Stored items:

= = = = =

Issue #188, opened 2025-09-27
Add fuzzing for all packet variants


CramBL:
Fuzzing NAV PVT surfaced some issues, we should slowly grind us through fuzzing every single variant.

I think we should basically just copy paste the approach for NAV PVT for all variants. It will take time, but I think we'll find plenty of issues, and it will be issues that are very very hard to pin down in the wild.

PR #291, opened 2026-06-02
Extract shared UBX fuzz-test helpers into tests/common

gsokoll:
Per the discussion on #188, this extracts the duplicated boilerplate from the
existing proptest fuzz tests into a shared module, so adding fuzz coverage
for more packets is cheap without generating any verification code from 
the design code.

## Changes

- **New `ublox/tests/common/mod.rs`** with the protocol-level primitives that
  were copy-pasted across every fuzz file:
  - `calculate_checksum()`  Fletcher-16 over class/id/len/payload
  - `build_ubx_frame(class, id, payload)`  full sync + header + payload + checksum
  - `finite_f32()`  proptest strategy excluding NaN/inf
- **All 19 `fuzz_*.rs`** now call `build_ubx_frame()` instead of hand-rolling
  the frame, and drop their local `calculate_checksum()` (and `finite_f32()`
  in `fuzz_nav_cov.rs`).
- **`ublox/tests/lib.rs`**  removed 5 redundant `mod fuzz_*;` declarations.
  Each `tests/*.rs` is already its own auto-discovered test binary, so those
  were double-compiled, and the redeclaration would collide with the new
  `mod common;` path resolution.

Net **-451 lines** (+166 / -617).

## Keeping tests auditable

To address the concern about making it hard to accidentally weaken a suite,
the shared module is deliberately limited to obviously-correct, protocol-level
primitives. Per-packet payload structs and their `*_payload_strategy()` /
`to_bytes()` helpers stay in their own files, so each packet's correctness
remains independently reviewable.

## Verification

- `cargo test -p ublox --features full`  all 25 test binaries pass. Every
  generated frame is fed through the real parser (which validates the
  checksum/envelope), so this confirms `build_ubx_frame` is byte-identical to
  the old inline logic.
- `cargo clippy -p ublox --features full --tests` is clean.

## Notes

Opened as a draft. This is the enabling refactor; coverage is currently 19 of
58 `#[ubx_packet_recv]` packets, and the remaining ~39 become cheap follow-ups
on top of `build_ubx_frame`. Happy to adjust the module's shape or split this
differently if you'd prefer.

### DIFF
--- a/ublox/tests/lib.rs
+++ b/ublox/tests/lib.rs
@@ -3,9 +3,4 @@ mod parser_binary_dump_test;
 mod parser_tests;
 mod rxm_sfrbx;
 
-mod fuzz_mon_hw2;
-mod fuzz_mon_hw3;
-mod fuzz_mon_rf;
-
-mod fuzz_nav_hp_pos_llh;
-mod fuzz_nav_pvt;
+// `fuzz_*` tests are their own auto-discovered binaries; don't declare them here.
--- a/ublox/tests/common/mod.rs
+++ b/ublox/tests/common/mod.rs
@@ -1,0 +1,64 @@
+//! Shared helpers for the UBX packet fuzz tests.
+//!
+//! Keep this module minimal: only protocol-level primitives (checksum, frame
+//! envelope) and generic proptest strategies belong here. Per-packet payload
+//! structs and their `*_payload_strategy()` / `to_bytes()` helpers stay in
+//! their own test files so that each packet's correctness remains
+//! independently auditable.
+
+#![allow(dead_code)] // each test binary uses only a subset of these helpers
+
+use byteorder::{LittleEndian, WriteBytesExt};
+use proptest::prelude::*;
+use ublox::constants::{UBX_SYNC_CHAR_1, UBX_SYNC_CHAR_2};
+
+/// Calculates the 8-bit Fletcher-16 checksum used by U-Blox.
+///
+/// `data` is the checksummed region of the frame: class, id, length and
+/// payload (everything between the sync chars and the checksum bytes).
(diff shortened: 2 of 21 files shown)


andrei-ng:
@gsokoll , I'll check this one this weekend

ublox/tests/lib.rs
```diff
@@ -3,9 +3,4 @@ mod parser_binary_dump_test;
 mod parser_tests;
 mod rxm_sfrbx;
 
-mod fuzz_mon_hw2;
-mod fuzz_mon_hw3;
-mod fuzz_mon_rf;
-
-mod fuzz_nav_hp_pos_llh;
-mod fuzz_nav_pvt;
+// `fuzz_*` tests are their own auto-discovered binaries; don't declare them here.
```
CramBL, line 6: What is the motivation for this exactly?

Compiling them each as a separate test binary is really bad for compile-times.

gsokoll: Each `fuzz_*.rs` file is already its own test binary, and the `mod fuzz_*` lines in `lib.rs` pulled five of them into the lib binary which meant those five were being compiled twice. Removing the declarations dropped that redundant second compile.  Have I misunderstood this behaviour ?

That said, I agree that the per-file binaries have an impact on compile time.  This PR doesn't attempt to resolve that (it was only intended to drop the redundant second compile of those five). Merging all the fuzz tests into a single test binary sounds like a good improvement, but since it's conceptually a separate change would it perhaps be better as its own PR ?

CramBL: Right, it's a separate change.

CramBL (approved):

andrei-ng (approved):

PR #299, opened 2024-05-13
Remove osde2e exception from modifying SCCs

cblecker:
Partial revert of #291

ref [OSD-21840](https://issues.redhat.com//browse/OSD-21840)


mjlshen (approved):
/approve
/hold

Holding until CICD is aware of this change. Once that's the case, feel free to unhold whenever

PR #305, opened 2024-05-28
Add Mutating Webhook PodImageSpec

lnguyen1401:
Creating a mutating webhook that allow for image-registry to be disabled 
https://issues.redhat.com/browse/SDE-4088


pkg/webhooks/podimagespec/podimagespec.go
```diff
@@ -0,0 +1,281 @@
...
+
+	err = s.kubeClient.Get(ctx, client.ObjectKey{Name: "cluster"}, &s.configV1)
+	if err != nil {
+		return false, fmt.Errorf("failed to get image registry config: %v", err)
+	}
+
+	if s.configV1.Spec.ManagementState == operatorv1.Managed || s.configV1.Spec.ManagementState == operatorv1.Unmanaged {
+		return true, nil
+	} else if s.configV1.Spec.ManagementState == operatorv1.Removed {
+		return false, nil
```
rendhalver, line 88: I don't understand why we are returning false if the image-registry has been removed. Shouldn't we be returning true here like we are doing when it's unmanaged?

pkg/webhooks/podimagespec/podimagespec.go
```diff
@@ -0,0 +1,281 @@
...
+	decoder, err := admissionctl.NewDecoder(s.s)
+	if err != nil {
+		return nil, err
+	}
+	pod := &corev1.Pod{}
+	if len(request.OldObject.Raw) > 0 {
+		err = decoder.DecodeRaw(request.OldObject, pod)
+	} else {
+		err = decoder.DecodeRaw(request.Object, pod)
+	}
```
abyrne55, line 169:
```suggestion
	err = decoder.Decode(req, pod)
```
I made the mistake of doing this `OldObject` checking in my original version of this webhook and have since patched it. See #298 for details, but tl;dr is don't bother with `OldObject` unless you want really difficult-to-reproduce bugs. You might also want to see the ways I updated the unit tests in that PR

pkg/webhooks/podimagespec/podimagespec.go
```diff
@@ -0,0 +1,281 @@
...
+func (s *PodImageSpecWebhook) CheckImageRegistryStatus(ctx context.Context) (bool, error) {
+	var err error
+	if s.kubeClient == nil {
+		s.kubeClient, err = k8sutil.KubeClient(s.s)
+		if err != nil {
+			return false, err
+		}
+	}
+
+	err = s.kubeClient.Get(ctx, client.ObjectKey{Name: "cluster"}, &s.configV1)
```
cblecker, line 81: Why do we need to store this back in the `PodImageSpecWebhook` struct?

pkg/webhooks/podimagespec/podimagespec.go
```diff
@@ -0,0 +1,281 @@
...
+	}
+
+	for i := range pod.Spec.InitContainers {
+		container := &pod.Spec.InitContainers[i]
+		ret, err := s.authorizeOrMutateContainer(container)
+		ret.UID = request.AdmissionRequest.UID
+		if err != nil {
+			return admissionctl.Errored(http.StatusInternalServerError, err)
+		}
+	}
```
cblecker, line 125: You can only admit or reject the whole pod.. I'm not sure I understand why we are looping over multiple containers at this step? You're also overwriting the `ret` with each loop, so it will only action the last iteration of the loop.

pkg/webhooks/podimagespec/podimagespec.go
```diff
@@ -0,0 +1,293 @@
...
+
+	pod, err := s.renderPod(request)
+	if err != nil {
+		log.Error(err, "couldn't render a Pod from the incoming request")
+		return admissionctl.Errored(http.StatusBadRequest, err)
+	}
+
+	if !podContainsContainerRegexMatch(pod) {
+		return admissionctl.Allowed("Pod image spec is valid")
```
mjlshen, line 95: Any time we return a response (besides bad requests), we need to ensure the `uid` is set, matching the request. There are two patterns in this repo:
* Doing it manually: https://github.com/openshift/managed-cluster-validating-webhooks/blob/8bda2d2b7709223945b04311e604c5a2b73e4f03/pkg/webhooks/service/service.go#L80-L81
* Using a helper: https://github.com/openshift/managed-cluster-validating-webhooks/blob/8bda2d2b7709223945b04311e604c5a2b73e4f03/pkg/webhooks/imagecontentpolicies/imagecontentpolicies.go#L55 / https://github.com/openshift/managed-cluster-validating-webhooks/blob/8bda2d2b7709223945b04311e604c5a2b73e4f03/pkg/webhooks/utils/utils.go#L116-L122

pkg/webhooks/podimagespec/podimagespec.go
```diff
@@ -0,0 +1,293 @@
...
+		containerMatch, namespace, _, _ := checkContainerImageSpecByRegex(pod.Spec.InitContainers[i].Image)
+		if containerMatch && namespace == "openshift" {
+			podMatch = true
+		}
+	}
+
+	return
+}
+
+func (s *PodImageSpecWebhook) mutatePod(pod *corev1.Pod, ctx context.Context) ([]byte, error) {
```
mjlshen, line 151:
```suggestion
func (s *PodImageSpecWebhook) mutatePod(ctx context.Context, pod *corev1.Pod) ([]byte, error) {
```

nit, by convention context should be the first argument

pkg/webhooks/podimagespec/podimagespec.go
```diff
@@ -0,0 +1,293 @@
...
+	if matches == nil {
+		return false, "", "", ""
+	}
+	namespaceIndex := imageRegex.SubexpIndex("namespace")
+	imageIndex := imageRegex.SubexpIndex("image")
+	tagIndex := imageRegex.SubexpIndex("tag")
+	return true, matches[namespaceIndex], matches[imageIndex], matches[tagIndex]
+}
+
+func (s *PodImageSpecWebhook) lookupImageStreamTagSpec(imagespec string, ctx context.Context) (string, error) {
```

= = = = =

▶ **Required work**:
Print nothing but the lines from the one that contains "nit, by convention" to the final line of the data, both included, exactly as they read.

▶ **Answer to this task**:
nit, by convention context should be the first argument

pkg/webhooks/podimagespec/podimagespec.go
```diff
@@ -0,0 +1,293 @@
...
+	if matches == nil {
+		return false, "", "", ""
+	}
+	namespaceIndex := imageRegex.SubexpIndex("namespace")
+	imageIndex := imageRegex.SubexpIndex("image")
+	tagIndex := imageRegex.SubexpIndex("tag")
+	return true, matches[namespaceIndex], matches[imageIndex], matches[tagIndex]
+}
+
+func (s *PodImageSpecWebhook) lookupImageStreamTagSpec(imagespec string, ctx context.Context) (string, error) {
```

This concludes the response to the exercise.